Wenn ich nun auf meinen eigenen Umgang mit diesen Saatkörnern anderer guter Menschen schaue, entdecke ich bei mir das Gleiche, was mich eben noch mit Schmerz erfüllt hat.
Brauche ich nicht im Kampf mit dem Postfach und dem Löschen der doch nicht gelesenen Mails einen nennenswerten Teil gerade der Zeit, die zum Lesen geeignet wäre?
Wofür pflüge ich meinen Acker um? Für welche Saatkörner grabe ich wirklich so tief, dass sie Frucht bringen können?
Und gerade mich trifft diese Anfrage besonders: Zum einen kenne ich die Frucht des Tiefgrabens aus meinen eigenen Andachten am Morgen und dem Betrachten des Evangeliums mit Geduld und bereitem Herzen.
Zum anderen schmerzt mich ja gerade diese Zerstreuung im fast wörtlichen Sinn, wie ich es oben beschrieben habe.
Wo stehe ich also selbst in meinem Leben?
Der Fluch des „Und“
Kann ich nicht tief graben und nebenbei ab und zu mal Tikvah Ideas lesen?
Ich fürchte, das ist problematischer, als es scheint. Nicht nur wegen der Zeit, die nur einmal zur Verfügung steht. Sondern mehr noch: Oberflächliches Konsumieren trainiert oberflächliches Konsumieren. Oder anders gesagt: Es erschwert den rechten Umgang mit Saat.
Ich entscheide niemals, welches Evangelium ich als Grundlage meiner Andacht nehme. Es ist immer das Evangelium des Tages. Und gerade das fordert mich zu Tiefe und Ernsthaftigkeit heraus.
Andere Saatkörner aber bewerte ich teils in Bruchteilen von Sekunden, ob ich sie lesen will oder nicht. Das konditioniert mein Bewusstsein darauf, nur das zu erkennen, was mich von außen anspricht, was „attraktiv“ daherkommt.

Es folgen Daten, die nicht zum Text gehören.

PR #424, opened 2021-05-17
Cleanup for PR 423

sruffell:
Sorry about this, I made a mistake in #423 where getTracked wouldn't return some intervals that intersect with the filter. I also addressed your notes about the unused variables in test/modify.t

Hopefully this can make it in 1.4.3 before you tag.


lauft:
Thanks for the quick update. This will be included.

PR #429, opened 2021-06-11
Add usage to modify command

patdavid:
This commit adds the usage line from the manpage to the modify
command for quick reference when called without parameters:

```
$ timew modify
Usage: timew modify ( start | end ) <id> <date>
Must specify start|end command to modify. See 'timew help modify'.
```

This makes it faster than looking up the syntax in the manpage and
helps build faster memory of syntax for users.


lauft (changes requested):
Good idea. I have some suggestions for the error messages you may take into consideration...

lauft:
@patdavid Will there be any update from your side? Otherwise I would just merge your work with the suggested changes myself...

patdavid:
Ah, sorry - this slipped out of memory for me. :( (sorry!)

I don't have anything else to add at the moment, although I'm happy to revisit this when I can carve out a little more time and maybe propagate the idea to the rest of the commands for more helpful messages.

PR #437, opened 2021-07-13
Minor AtomicFile cleanup

sruffell:
This change just fixes a few minor things in AtomicFile. Primarily to eliminate unnecessary code and make the impl private in the AtomicFile class.


lauft (approved):
LGTM. Thanks again.

PR #441, opened 2021-07-21
Return report return code.

lospatchos:
Report return codes are currently not returned. This PR passes the RC through.

Continues to throw an exception and to return 255 if no output is produced and rc!=0.


lauft (approved):
LGTM, thanks!

PR #634, opened 2014-05-12
Fixed ActiveRecordObject->save() returning wrong results, Fixed concrete inheritence save-loop-bug 

tals56:
I have added code to ObjectBuilder.php which fixes returning wrong results when performing updates,
and now throwing an exception when trying to update non-existant objects.

Also, 2 bugs in concrete inheritence were fixed:
1.getSyncParent() - now the inherited object stores its parent, and returns the same one when the parent object has been created \ retrieved.

2.Loop-saving when saving parent - a quite massive bug causing 2 parent objects to be saved, due to loop-saving in inherited objects, and extra non-required SQL statements to be performed.


dereuromark:
Almost 6 years stale, closing then.

Issue #687, opened 2014-07-31
[Migration] propel fetches version from wrong table when having two database in two schemas


marcj:
Given:
- Two connections defined (in propel.yml), connection-a, connection-b. Both point to a different schema.
- Two databases defined (in schema.xml), database-a, database-b
- One `PropelMigration_*` file exists.
- At Database-a was the migration file applied.
- I deleted all tables in connection-b (hence no propel version table).
- Run `migration:diff`

Result: 'All migration files already applied' since it reads migration information from connection-a.

It seems that migration commands fetches versions of the first connection only instead of all version in all defined connections.

PhilinTv:
Justification to include in Beta6.

**Scenario**: Two connections (connection-a, connection-b) pointing to separate schemas/databases.
**Bug**: Migration status checks read only from the first connection’s migration table.
**Impact**: On diff or migrate, Propel falsely reports that migrations are already applied even if they are not applied in one of the other schemas.
**Result**: Migrations are skipped unintentionally, possibly leaving the DB in an inconsistent state.

PR #724, opened 2014-08-23
[Migration] propel fetches version from wrong table when having two database in two schemas

snoopckuu:
Fix for #687.

Not sure is it correct to fix it like that, but it work's. :)

Previously it checked only first connection. Now it checks each database and migrate step by step.


marcj:
To keep things clean I'm closing this PR due to inactivity and outdated codebase. If you want to reopen it, please leave a comment, I'd love to merge it :)

PR #768, opened 2014-10-06
Fix wrong DateTime comparison in setter methods

dhm80:
Hey there,

I noticed that the setter methods don't check for modified columns correctly when handling `date`, `time` or `timestamp` values.

One problem was that on every call first a new instance of the given date and/or time parameter `$v` was generated and then compared via php's `!==` operator (which checks if two variables reference the same object and NOT if the values are equal). The result could not become true as there were always two different objects that were compared.

Another "problem" was that when e. g. comparing objects belonging to a `date` column the time part should not be considered, etc. (even if an object is given to the setter method).

An example:
```php
$test = TimingQuery::create()
	->filterById(123)
	->findOneOrCreate()
;

$almostTomorrow = new \DateTime("tomorrow -1 second");
$test
	->setDate($almostTomorrow)
	->setTime($almostTomorrow)
	->setDateTime($almostTomorrow)
;

// should only be true on first execution
echo "isModified: " . (int) $test->isModified() . "\n";

if ($test->isNew()) {
	$test->setId(null);
}

$test->save();
```

So I searched the generator classes and found the part responsible for generating setter methods for mutable columns.

Please have a look at my changes and let me know if there is a better way to solve the problem or you need any other information.

Otherwise: thanks for merging ;)

### DIFF
--- a/src/Propel/Generator/Builder/Om/ObjectBuilder.php
+++ b/src/Propel/Generator/Builder/Om/ObjectBuilder.php
@@ -1615,12 +1615,22 @@ abstract class ".$this->getUnqualifiedClassName().$parentClass." implements Acti
                 || (\$dt->format($fmt) === $defaultValue) // or the entered value matches the default
                  ) {";
         } else {
+            switch ($col->getType()) {
+                case 'DATE':
+                    $format = 'Y-m-d';
+                    break;
+                case 'TIME':
+                    $format = 'H:i:s';
+                    break;
+                default:
+                    $format = 'Y-m-d H:i:s';
+            }
             $script .= "
-            if (\$dt !== \$this->{$clo}) {";
+            if (\$this->{$clo} === null || \$dt === null || \$dt->format(\"$format\") !== \$this->{$clo}->format(\"$format\")) {";
         }
 
         $script .= "
-                \$this->$clo = \$dt;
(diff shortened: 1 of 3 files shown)


marcj:
ping @dhm80 :smile:

dhm80:
Sorry @marcj - hat alles ein wenig länger gedauert, aber nun ist der Test hochgeladen und von CircleCI abgenommen.

dhm80:
@marcj are the provided tests okay? If anything else is missing just let me know.

marcj:
Yes, pretty good. Would be cool if you could squash your commits, then this baby is ready to be merged :smile:

dhm80:
All changes are squashed into  951bb5a now ;)

marcj:
Oh, I guess it's not correctly squashed :) The tab `commits` should contain only one commit.

marcj:
Well, I cherry-picked it now. Thanks :)
https://github.com/propelorm/Propel2/commit/8bd56568ca7eacb3ff7e90410accb67acc9f90ae

dhm80:
Hey @marcj, thanks for merging the changes. I was able to sqush the commits into one new commit but I was not able to "remove" the existing commits in this pull requests. Is there a trick I missed? How should I have squashed the commits correctly to have only one commit left in this pull request? Cheers ;)

PR #786, opened 2014-10-19
String values in native ENUM column

oujesky:
Some RDBMS (e.g. MySQL) provides native ENUM column type. Propel however keeps using numeric values internally for the enumerated column even if you force the column type with `sqlType="ENUM('one', 'two', 'three')"` and `phpType="string"` in `schema.xml`.

Back in the day the solution was to modify the value set in Peer class (as discussed here: https://groups.google.com/forum/#!msg/propel-development/3DhvA-9bUDg/Q0Z3zY39DUkJ). With the advent of Peer classes, there is no such simple solution. 

This PR modifies the behaviour of ENUM columns which are also set as native ENUM through `sqlType` attribute in schema by allowing the values actually inserted from Propel to database to be string.

The solution is bit hackish for my taste, but I am not very familiar with Propel internals, so I would use some guidance to see if there is a better place for doing this ENUM "magic". 

Example column definition:

``` xml
<column name="status" type="ENUM" valueSet="NEW,OPEN,COMPLETED,CANCELLED" sqlType="enum('NEW','OPEN','COMPLETED','CANCELLED')" phpType="string" />
```

It would be also nice to have `sqlType` ENUM values automatically filled from `valueSet` to avoid repetition, but since this is RDBMS specific, I don't know how it fits in Propel's philosophy (Behavior?).

### DIFF
--- a/src/Propel/Generator/Builder/Om/ObjectBuilder.php
+++ b/src/Propel/Generator/Builder/Om/ObjectBuilder.php
@@ -185,6 +185,8 @@ class ObjectBuilder extends AbstractObjectBuilder
                 throw new EngineException(sprintf('Default Value "%s" is not among the enumerated values', $val));
             }
             $defaultValue = array_search($val, $valueSet);
+            settype($defaultValue, $column->getPhpType());
+            $defaultValue = var_export($defaultValue, true);
         } elseif ($column->isPhpPrimitiveType()) {
             settype($val, $column->getPhpType());
             $defaultValue = var_export($val, true);
@@ -1794,8 +1796,9 @@ abstract class ".$this->getUnqualifiedClassName().$parentClass." implements Acti
 
         $script .= "
         if (\$v !== null) {
+            \$v = (string) \$v;
             \$valueSet = " . $this->getTableMapClassName() . "::getValueSet(" . $this->getColumnConstant($col) . ");
-            if (!in_array(\$v, \$valueSet)) {
+            if (!in_array(\$v, \$valueSet, true)) {
                 throw new PropelException(sprintf('Value \"%s\" is not accepted in this enumerated column', \$v));
             }
             \$v = array_search(\$v, \$valueSet);
--- a/src/Propel/Generator/Builder/Om/QueryBuilder.php
+++ b/src/Propel/Generator/Builder/Om/QueryBuilder.php
@@ -1029,14 +1029,14 @@ abstract class ".$this->getUnqualifiedClassName()." extends " . $parentClass . "
             $script .= "
         \$valueSet = " . $this->getTableMapClassName() . "::getValueSet(" . $this->getColumnConstant($col) . ");
         if (is_scalar(\$$variableName)) {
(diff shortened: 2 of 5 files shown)


gharlan:
@oujesky any news?

oujesky:
Sorry for the delay guys. I rebased and squashed the commits. 

However I gave it a second look and I still think this is not the best solution. I did a little research on the supported DB platforms and how enum-like types works there. I think the generator can decide which actual DB column type should be used based on phpType setting in schema. The default phpType is integer and with that stays the current default enum behaviour. But when it would be set to string, the string based enum type can be enforced. 

On MySQL and PostgreSQL, there is the native ENUM column type:

    ... column ENUM('small', 'medium', 'large') ...

On MSSQL, SQLite and Oracle it can be simulated to certain degree with CHECK constraint:

    ... column VARCHAR(10) CHECK(column IN ('small', 'medium', 'large')) DEFAULT 'small' ...

I guess it would be better to create a separate "request for comments" issue though, as it needs to be discussed a bit. The main purpose is not to change the default behaviour of how Propel approaches enums, but to allow legacy DB structure work well with Propel. What do you think?

marcj:
After a second look I'd like to note following:

1. As I want this behavior as default I guess it's better to make it vice-versa, meaning `phpType="string"` is not necessary to have real enums in the database
2. `phpType` is not the right place to say the enum type if they should store it as integer or string, as `phpType` means the type of actual php code, not database schema.
3. We should make sure that strings are now at the object property, not that legacy hack with integers. Integers should only be read at runtime through `array_search`.

So this means making Propelv2 enum-aware is much more work, so I'd like either to close this PR or someone is taking the time to invest more energy in it to make it the right-way™ :smile:

jeremydenoun:
I work on Native Enum usage and I work about more simple solution based on @oujesky solution
but with only :
- default value (Table creation) based on schema if column sqlType is defined
- getValue for Enum return 'content' (and not index) if domain sqlType != 'TinyInt' (workaround for create/update keep aware from internal structure and query raw value)

this work if I define a schema like :
`<column name="state" type="ENUM" valueSet="draft,running,expired,cancel" sqlType="enum('draft','running','expired','cancel')" required="true" defaultValue="draft"/>`

I think this is not perfect because I check original sqlType with "Type Checking" (TINYINT) but Oracle use (NUMBER) and PGSQL (INT2) but this is compatible with indexed actual approach (without sqlType)

If you consider my approach is good, I can implement platform checking and workaround if domain sqlType differ to waited ENUM default type and asked a PR

ref: 
https://github.com/jeremydenoun/Propel2/tree/propel-enum-type

marcj:
@jeremydenoun, looks pretty good! We are looking forward to your pull request :)

marcj:
I saw @oujesky added also some tests, could you then also please add some tests? We should make sure this works as intended.

marcj:
I'm closing this since we implemented enums in our data-mapper branch, which will be merged into master soon.

Issue #803, opened 2014-11-09
Throw exceptions instead of returning null when no row found


mpscholten:
Propel's Query classes should be able to throw exceptions instead of returning null when no object was when calling `find()`.

This could look like:
```php
$post = PostQuery::create()->filterById($id)->findOneOrFail();
```
The `findOneOrFail` method would throw an exception (should be configurable in the propel build settings) in case no Post with the specific id is found.

---

This is how laravel's eloquent implements this:
```php
$post = Post::findOrFail(1);
```
*(see http://laravel.com/docs/4.2/eloquent)*

This is how Rails ActiveRecord implements this:
```ruby
post = Post.find(id) # will raise an ActiveRecord::RecordNotFound exception when no post found
```
*(see http://guides.rubyonrails.org/active_record_querying.html)*

---

The advantage you gain by throwing exceptions instead of returning null is that you now don't need to check for null in any controller actions your mvc application has. The exception can be catched at a central point (e.g. the symfony kernel would catch the exception, or your front controller, or your plain old index.php) and a generic 404 error message could be rendered.

With the current propel query interface our controller action might look like this:
```php
public function show($id) {
    $post = PostQuery::create()->findOneById($id);
    if ($post === null) {
        throw new \NotFoundException('Post not found');
    }
   
    return $post;
}
```

With the new interface this could look like this:
```php
public function show($id) {
    return PostQuery::create()->filterById($id)->findOneOrFail();
}
```
```yml
propel:
  generator:
    exceptionClass: NotFoundException # Propel should also provide a default ResourceNotFoundException out of the box
```

You can see that the "new" controller is very elegant and does not has to worry about the error handling.

---

I'd appreciate any feedback on this idea, so let me know what you think about this :)

vworldat:
Totally forgot to answer once more:

> That's true. But as suggested by @Celc we could add a feature flag for this, so propel1 users can use the old behaviour.

This would split all propel dependent code (think libraries/bundles/plugins) into pre-BC and post-BC (feature on/off), since hardly anything would work in both situations. No, if we have to break, we should just do it and get it over with. I'm just not convinced this break is needed at all, since the non-breaking wording (`requireOne`) sounds much better to me.

mpscholten:
> This would split all propel dependent code

That's true. I think we should just go with the require api now because of bc. Maybe we can do this for propel 3 ... :)

PR #841, opened 2014-12-10
require-api: requireOne, requireOneByXXX, requireByArray

mpscholten:
Implementation of #803 

This adds `requireOne()`, `requireOneBy($column, $value)` and `requireOneByArray($values)` to `ModelCriteria`. The `ModelCriteria` also provides magic methods for `requireOneByXXX` and `requireOneByXXXAndXXX`. The generated query classes have `@method`-annotations for these magic methods to support autocompletion. 

---

You can now do something like:

```php
<?php
// ...
try {
  echo 'Hello ' . UserQuery::create()->requireOneById($_GET['id'])->getName();
} catch (\Propel\Runtime\Exception\ModelNotFoundException $e) {
  echo $e->getMessage();
}
```

Which will output 'Hello Marc' or 'User could not be found'  depending on whenever the given user-id exists.

---

You can customize the exception class in the propel config:
```yaml
propel
    generator:
        objectModel:
            notFoundExceptionClass: \Vendor\Project\ResourceNotFoundException
```
or by overwriting the `modelNotFoundExceptionClass` attribute in your query class (or you can overwrite the `createModelNotFoundException` method to customize your exception even more, e.g. when you use a custom constructor signature)

### DIFF
--- a/src/Propel/Common/Config/PropelConfiguration.php
+++ b/src/Propel/Common/Config/PropelConfiguration.php
@@ -326,6 +326,7 @@ class PropelConfiguration implements ConfigurationInterface
                                 ->scalarNode('classPrefix')->defaultNull()->end()
                                 ->booleanNode('useLeftJoinsInDoJoinMethods')->defaultTrue()->end()
                                 ->scalarNode('pluralizerClass')->defaultValue('\Propel\Common\Pluralizer\StandardEnglishPluralizer')->end()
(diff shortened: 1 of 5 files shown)


marcj:
Excellent @mpscholten! When you are gonna squash those commits I'm going to merge this beauty. :smile:

mpscholten:
When the discussion in #803 is finished :) But I think we will just take the `require` syntax.

I haven't rebased yet because I already use this feature and the rebase would change the commit-hash my code is requiring in the composer lock file. But here we go! :)

marcj:
Thanks, great job :)

PR #842, opened 2014-12-10
Fixes #715 IDE warning cast in generated crosslink methods

### LINKED ISSUE #715: IDE warning cast in generated crosslink methods.
When I have a table crosslinked with another, the `propel model:build` generate the corresponding classes for the tables and the query with methods for access to the linked fields like `addXXX` or `filterByXXX`.
The base abstract table class (`Base/TableTest`) and base abstract query class (`Base/TableTestQuery`) use in the code the reference of the main class `/TableTest` (in the phpdoc and checking the parameter with `instanceof`) and not the `Base/TableTest`.
This cause some warning in the IDE because the class `Base/TableTest` is casted to `/TableTest`.

nymo:
#715 
I added the base class as a second param in the phpdoc. I did this because when I changed the typehint of the passed parameter to be our base class then the IDE has thrown another warning (see picture). I couldn't find any clear method to get the base class so I created a new method in AbstracOMBuilder. If there is a better way please let me know.

warning

### DIFF
--- a/src/Propel/Generator/Builder/Om/AbstractOMBuilder.php
+++ b/src/Propel/Generator/Builder/Om/AbstractOMBuilder.php
@@ -147,6 +147,22 @@ abstract class AbstractOMBuilder extends DataModelBuilder
     }
 
     /**
+     * Returns the qualified base classname (e.g. Model\Base\Book)
+     *
+     * @return string
+     */
+    public function getFullyQualifiedBaseClassName()
+    {
+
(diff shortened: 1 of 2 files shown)


marcj:
Mh, I don't see code-changes that changes the type-hint of this first argument?

`public function add".$this->getRefFKPhpNameAffix($refFK, false)."($className \$l)` and `$className` is the same as before?

marcj:
ping @nymo

PR #845, opened 2014-12-14
Fix #840 Migration of unique/index keys in PgSQL

### LINKED ISSUE #840: Propel diff always generates change of unique/index keys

Die Worte Jesu klingen in meinem Ohr: Solche Dinge werden zertreten. Sie verdorren, sie ersticken. Und ich ergänze: Sie machen meine Seele zu einem harten Trampelpfad für die Karawane von Informationen, die ich fahrlässigerweise selbst hereingelassen habe.
Das bereitete Herz
Ein Merkmal eines bereiteten Herzens ist das Bereiten selbst. Und unverzichtbar für dieses Bereiten ist die Geduld. Geduld entscheidet sich nur ein klein bisschen für, aber ganz viel gegen etwas anderes.
Zwar gilt es auch immer wieder, „ein Neues zu pflügen“.
In Hosea 10:12 ist davon die Rede, „Neuland“ zu pflügen.
Aber die meiste Zeit gilt es, den schon anvertrauten Acker dauerhaft zu bearbeiten.
Geduld vertraut darauf, dass das Gegebene Frucht bringen wird, wenn ich es mit Ernst und Sorgfalt recht behandle. Ich suche nicht ständig das Neue, Beste, sondern ich mache aus dem, was mir anvertraut ist, das Beste.
Werde ich meiner eigenen Andacht gehorsam sein?
Erbarme dich, mein Gott und mein Herr.